PR #13395, opened 2025-02-22
apple2_flop_clcracked: Removed 2 dumps and updated metadata for Locksmith

A-Noid33:
Updated metadata for Locksmith

Removed (apple2_flop_clcracked.xml)
Locksmith (version 5.0 Revision C) (imperfect clean crack)
Locksmith (version 5.0 Revision F) (imperfect clean crack)

### DIFF
--- a/hash/apple2_flop_clcracked.xml
+++ b/hash/apple2_flop_clcracked.xml
@@ -9631,76 +9631,6 @@ license:CC0-1.0
 		</part>
 	</software>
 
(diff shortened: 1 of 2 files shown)


cuavas:
I’ll merge this as-is, but I think I’m going to make the major versions of Locksmith separate parent/clone groups, as it had some pretty major overhauls, e.g. the the addition of the disk editing features, and the new scripting system in 6.0.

______

Aim of the task: Reply by returning the full set of records above exactly.

Exercise answer:
PR #13395, opened 2025-02-22
apple2_flop_clcracked: Removed 2 dumps and updated metadata for Locksmith

A-Noid33:
Updated metadata for Locksmith

Removed (apple2_flop_clcracked.xml)
Locksmith (version 5.0 Revision C) (imperfect clean crack)
Locksmith (version 5.0 Revision F) (imperfect clean crack)

### DIFF
--- a/hash/apple2_flop_clcracked.xml
+++ b/hash/apple2_flop_clcracked.xml
@@ -9631,76 +9631,6 @@ license:CC0-1.0
 		</part>
 	</software>
 
(diff shortened: 1 of 2 files shown)


cuavas:
I’ll merge this as-is, but I think I’m going to make the major versions of Locksmith separate parent/clone groups, as it had some pretty major overhauls, e.g. the the addition of the disk editing features, and the new scripting system in 6.0.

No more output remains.